/
Senin, 26 September 2022 | 15:54 WIB
Gubernur Papua Lukas Enembe (Antara)

Deli.Suara.com - Gubernur Papua Lukas Enembe, kembali mangkir dari pemeriksaan Komisi Pemeriksaan Korupsi (KPK), Senin (26/9/2022).

Padahal Presiden Jokowi telah mengultimatum Lukas Enembe untuk mematuhi proses hukum, dengan memenuhi panggilan penyidik KPK.

Terkait ketidakhadiran Lukas Enembe, kuasa hukumnya Stefanus Roy Rening menyampaikan kalau kliennya menghormati proses hukum yang berjalan 

Namun begitu, dia menyebut kliennya itu kini dalam kondisi sakit dan masih perlu perawatan. Stefanus mengatakan kalau Presiden sudah mengetahui kalau Lukas Enembe sedang sakit.

"Kami menghormati Bapak Presiden mengatakan begitu. Bapak Presiden tahu bahwa Bapak Lukas sakit, kami menunggu beliau sembuh," jelas Stefanus seperti dilansir dari suara.com.

"Kita juga mau sampaikan kepada Bapak Presiden Jokowi, bapak (Lukas) sedang sakit dan bagaimana kita mencari solusinya agar disembuhkan dulu penyakitnya," imbuhnya

Hormati Proses Hukum di KPK 
Sebelumnya, Presiden Joko Widodo meminta Gubernur Papua, Lukas Enembe menghormati pemanggilan yang dilayangkan KPK untuk menjalani pemeriksaan terkait kasus dugaan suap dari gratifikasi proyek bersumber APBD Papua.

Selain khusus kepada Lukas Enembe, Presiden juga meminta semua pihak ikut menghormati panggilan dan proses hukum yang ada di KPK.

“Saya sudah sampaikan agar semuanya menghormati panggilan KPK dan hormati proses hukum yang ada di KPK. Semuanya,” tegas Presiden Joko Widodo, di Base Ops Pangkalan TNI AU Halim Perdanakusuma, Jakarta, Senin (26/9/2022).

Baca Juga: Polisi Selidiki Pembakaran Tempat Hiburan Malam di Perbatasan Medan-Binjai

Jokowi mengatakan, semua warga memiliki kedudukan yang sama di mata hukum.

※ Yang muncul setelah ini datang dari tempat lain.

PR #317, opened 2026-08-17
Adds memory profiling

codeZeilen:
This PR adds memory profiling based on OS-recorded memory usage (`/proc/self/status`) which is more useful for debugging OOM issues, as it reflects the OS-level memory usage.

The parsing of these logs was moved to another PR codezeilen/madrat#3


R/initializeConfig.R
```diff
@@ -39,6 +39,7 @@ initializeConfig <- function(verbose = TRUE) {
                 hash                 = "xxhash32",
                 diagnostics          = FALSE,
                 debug                = FALSE,
+                memoryProfiling      = FALSE,
```
pascal-sauer, line 42: What would be the performance implications of enabling this by default?

R/memoryProfiling.R
```diff
@@ -0,0 +1,74 @@
...
+  return(file.exists("/proc/self/status") && # nolint: absolute_path_linter.
+           file.exists("/proc/self/clear_refs")) # nolint: absolute_path_linter.
+}
+
+#' getProcMemory
+#'
+#' Reads the current and the peak resident set size of this process as recorded
+#' by the kernel.
+#'
+#' @return A named numeric vector with the entries "rss" (VmRSS) and "peak" (VmHWM), both in kB
```
pascal-sauer, line 21:
```suggestion
#' @return A named numeric vector with the entries
#' "rss" (VmRSS - virtual memory resident set size) and
#' "peak" (VmHWM - virtual memory high water mark), both in kB
```

R/memoryProfiling.R
```diff
@@ -0,0 +1,74 @@
...
+#' Checks whether the kernel interfaces required for memory profiling are available.
+#' Only Linux exposes both the high-water mark of the resident set size and a way
+#' to reset it.
+#'
+#' @return TRUE if memory profiling can be performed, FALSE otherwise
+#' @author Patrick Rein
+#' @seealso \code{\link{setConfig}}
+#' @keywords internal
+memoryProfilingSupported <- function() {
+  return(file.exists("/proc/self/status") && # nolint: absolute_path_linter.
```
pascal-sauer, line 12: sidenote: need to add these paths to the nono profile - could you do that?

R/memoryProfiling.R
```diff
@@ -0,0 +1,74 @@
...
+  memory <- as.numeric(sub("^\\D*([0-9]+).*$", "\\1", fields))
+  names(memory) <- sub("^Vm(RSS|HWM):.*$", "\\1", fields)
+  return(c(rss = memory[["RSS"]], peak = memory[["HWM"]]))
+}
+
+#' startMemoryProfiling
+#'
+#' Starts a memory profiling block by resetting the kernel's peak resident set size
+#' counter, so that the peak reported by \code{\link{reportMemoryProfiling}} refers to
+#' this block only. As that counter is process wide, profiling blocks must not overlap.
```
pascal-sauer, line 36: So if we ever get parallel madrat, then memory profiling will show nonsense, yes?

pascal-sauer (approved):

R/memoryProfiling.R
codeZeilen: Yes and no :)

`/proc` is per process so that should be fine but the data for the whole pre-processing running combined is naturally not available then. But the logging in general will be more "fun" when doing things in parallel....

R/initializeConfig.R
codeZeilen: I can only estimate, but my impression was that this is not too bad. It only runs for top-level calc calls anyways and then only reads files and does a little bit of parsing. The major downside of this would be the cluttered log.

Also we could not simply replace `FALSE` with `TRUE` here but would need to set it to `memoryProfilingSupported()` to not try to activate it on Windows.

R/memoryProfiling.R
codeZeilen: Good point, will do :)

codeZeilen: Done, but only for `/prof/self/clear_refs`, as read is given to all of `/proc` by the default linux policy already (according to `nono why`).

R/initializeConfig.R
codeZeilen: What about setting this by default in our HPC `.Rprofile`?

pascal-sauer: Sounds good

codeZeilen: On it

codeZeilen: Well, this is not that easy it turns out. Doing this in Rprofile.site leads to funny things as this loads madrat already before and renv package loading can happen....

The right way for this would be to add an environment variable. I guess I shouldn't have merged yet :P I will open a small extra PR that adds the env variable option.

Oleh karena itu, ia menegaskan bahwa proses hukum di KPK harus dihormati.

“Saya kira proses hukum di KPK semua harus dihormati. Semua sama di mata hukum,” katanya.

Diketahui, KPK memanggil Lukas Enembe sebagai tersangka untuk menjalani pemeriksaan, Senin (26/9/2022).

Terkait ketidakhadiran Lukas Enembe karena alasan kesehatan tentu juga harus disertai dokumen resmi dari tenaga medis agar KPK dapat menganalisis lebih lanjut.

Selain itu, KPK juga memiliki tenaga medis khusus dalam melakukan pemeriksaan baik terhadap saksi ataupun tersangka yang dipanggil KPK.